We also know from our own work that estrogens, including xenoestrogens, can signal via several different pathways simultaneously although differentially and that these signals traverse their pathways at variable speeds (Bulayeva and Watson, 2004). Different phasing of pathway travel, along with feedback or feedforward regulation or crossing over to parallel paths, can result in complex contributions to dose-response changes, not obvious when examined at a single time point. An example could be the estrogenic activation of a phosphatase, which then inactivates another protein, such as a kinase; if the response being monitored is the kinase activation, then one would see an unexpected decline in the response whenever the phosphatase has been activated. We have some evidence for this effect on response curves in breast cancer cells (Zivadinovic and Watson, 2005 and Banga and Watson, unpublished data). For nuclear receptor actions, it is known that there are different dose-response sensitivities to the same level of nuclear steroid receptor for different genes in the same tissue (Catterall et al., 1985; Simons, 2008), probably also involving receptors partnering with other receptors or coregulators that are target gene specific. Ligand-induced conformations of nuclear receptors can vary due to the structure and level of the hormones bound to them, likely altering their interaction interfaces being presented to other regulatory molecules, thus initiating different responses (Pike et al., 1999). Such mechanisms are also likely to account for associations that regulate membrane-initiated signaling cascades.

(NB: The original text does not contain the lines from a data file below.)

PR #1849, opened 2024-10-27
feature: added namespace helper

Bugs5382:
So I am working on a project that puts Harbor inside the same namespace as the project, instead of being in default. I was looking trhough the helm chart and noticed that there was no way to override the namespace. Thus, I wrote this up. I tested it locally, and everything seems to be working A-OK!

Thanks!!!

### DIFF
--- a/templates/_helpers.tpl
+++ b/templates/_helpers.tpl
@@ -31,11 +31,7 @@ We truncate at 63 chars because some Kubernetes name fields are limited to this 
 Preserve the default behavior of the Release namespace if no override is provided
 */}}
 {{- define "harbor.namespace" -}}
-{{- if .Values.namespaceOverride -}}
-{{- .Values.namespaceOverride | trunc 63 | trimSuffix "-" -}}
-{{- else -}}
-{{- .Release.Namespace -}}
-{{- end -}}
+{{- default .Release.Namespace .Values.namespaceOverride | trunc 63 | trimSuffix "-" -}}
 {{- end -}}
 
 {{/* Helm required labels: legacy */}}
--- a/templates/_helpers.tpl
+++ b/templates/_helpers.tpl
@@ -25,6 +25,19 @@ If release name contains chart name it will be used as a full name.
 {{- end }}
 {{- end }}
 
+{{/*
+Construct the namespace for all namespaced resources
+We truncate at 63 chars because some Kubernetes name fields are limited to this (by the DNS naming spec).
+Preserve the default behavior of the Release namespace if no override is provided
+*/}}
+{{- define "harbor.namespace" -}}
+{{- if .Values.namespaceOverride -}}
+{{- .Values.namespaceOverride | trunc 63 | trimSuffix "-" -}}
+{{- else -}}
+{{- .Release.Namespace -}}
+{{- end -}}
+{{- end -}}
+
 {{/* Helm required labels: legacy */}}
 {{- define "harbor.legacy.labels" -}}
 heritage: {{ .Release.Service }}
--- a/templates/core/core-cm.yaml
+++ b/templates/core/core-cm.yaml
@@ -2,7 +2,7 @@ apiVersion: v1
 kind: ConfigMap
 metadata:
   name: {{ template "harbor.core" . }}
-  namespace: {{ .Release.Namespace | quote }}
+  namespace: {{ template "harbor.namespace" . }}
   labels:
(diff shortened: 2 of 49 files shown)


Vad1mo:
@Bugs5382 the your PR does not have a [valid DCO](https://github.com/goharbor/harbor-helm/pull/1849/checks?check_run_id=32115429254)

Bugs5382:
@Vad1mo  Completed. Sorry about that.

templates/_helpers.tpl
```diff
@@ -25,6 +25,19 @@ If release name contains chart name it will be used as a full name.
 {{- end }}
 {{- end }}
 
+{{/*
+Construct the namespace for all namespaced resources
+We truncate at 63 chars because some Kubernetes name fields are limited to this (by the DNS naming spec).
+Preserve the default behavior of the Release namespace if no override is provided
+*/}}
+{{- define "harbor.namespace" -}}
```
Vad1mo, line 33: this is much easier:

{{- default .Release.Namespace .Values.namespaceOverride | trunc 63 | trimSuffix "-" -}}

Vad1mo (approved):

MinerYang:
Hi @Bugs5382 ,

Would  explicitly specify the namespace while you installing satisfy your requirements? like...
```
helm install harbor ... -n test
```

reasonerjt (changes requested):
Per latest comment by @MinerYang  
This PR probably should not be merged into upstream.
I'm blocking this PR until we have better clarity.

Bugs5382:
> Per latest comment by @MinerYang This PR probably should not be merged into upstream. I'm blocking this PR until we have better clarity.

So the reason why I request this change as if your doing a helm template output, even specifying the namespace, the default one gets applied. Which is kinda hard when I am using this chart with krustomize and everything else. I updated the chart.

Bugs5382 (commented):
Compelted.

templates/_helpers.tpl
Bugs5382: Compelted.

MinerYang:
Hi @Bugs5382 ,
I understood this is a limitation from helm. Thanks for your contribution and I propose a more organized way that align with our former template convention by using the "helper func". Please help to review, appreacite!
https://github.com/goharbor/harbor-helm/blob/6c6c68baf32147edfeb4f5657a7ac241ffc89279/templates/_helpers.tpl#L10

MinerYang:
Hi @Bugs5382 ,

Another thing may need your help and we would appreciate if you could add some UT test cases including this changes here:
https://github.com/goharbor/harbor-helm/tree/main/test/unittest.

Bugs5382:
@MinerYang I'll check it out today!

Vad1mo:
> So the reason why I request this change as if your doing a helm template output, even specifying the namespace, the default one gets applied. Which is kinda hard when I am using this chart with krustomize and everything else. I updated the chart.

we are too running `helm template .` and I don't see that behavior instead I see correct namespaces.

Kajot-dev:
> > So the reason why I request this change as if your doing a helm template output, even specifying the namespace, the default one gets applied. Which is kinda hard when I am using this chart with krustomize and everything else. I updated the chart.
> 
> we are too running `helm template .` and I don't see that behavior, instead I see correct namespaces.

Running `helm template .` with the `-n`/`--namespace` option works for me too

vpechor:
> What is the purpose of overriding a namespace? My question is: Is there a situation where you want to have a different release namespace than an actual install namespace?

In our environment, we use strict GitOps approach using ArgoCD. Most of installed applications are templated using helm template command which does not offer the possibility to use .Release variables as helm install does. Using -n/--namespace is an option for small projects, but is not viable for bigger helm charts, where each module gets its own namespace (e.g. when using umbrella helm chart). 
Additionally using ArgoCD to use helm install is an option, but not preferred for bigger projects as there's no direct control of what gets to production and has introduced us to some nasty bugs in production in the past (which is of course user issue).

namespaceOverride would be greatly appreciated.

Kajot-dev:
@vpechor It indeed will be problematic with umbrella helm chart. In the meantime I would suggest using `ApplicationSet` in ArgoCD instead of umbrella helm chart. Moreover this is a helm design that (mostly) each helm release corresponds to a single namespace and an option to set different namespaces for helm sub-charts is not provided explicitly.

The changing circumstances to which a cell must respond are first presented by the ligands that it encounters at its surface, of which there are many that arrive simultaneously. The engagement of surface receptors by these ligands sets in motion coordinated actions, eventually leading to major cellular decision points: proliferation, differentiation, or death. Cells must integrate all these incoming signals and parallel pathways that can eventually contribute to a final common pathway, such as those involving MAP kinases (see Fig. 4). These enzymatic “signal-receiving stations” tally up many inputs from multiple signaling cascades and sum them toward establishing a level of end point of MAP kinase (ERK, JNK, and p38) activities. The final count dictates a decision about how to regulate major cellular responses that require coordination so that the whole cell “is on the same page” during major cellular responses to change. Acting via their membrane receptors, steroids can be one class of input signals to the MAP kinase signal integrator, the cellular rheostat that is dialed up or down according to which pathways feed into it. Not all estrogens elicit identical responses (in level or timing) along these pathways (Bulayeva et al., 2004). Thus, different endogenous metabolites (representing different life-stage challenges) or xenoestrogen mimetic exposures will cause a different tally and resulting cellular response. Estrogens provide a very illustrative example of these cellular strategies because of the availability of many different and medically/environmentally important estrogens that make differential use of the same pathways. This example thus gives new insights into how such signaling webs can lead to variant outcomes depending on which estrogens engage them.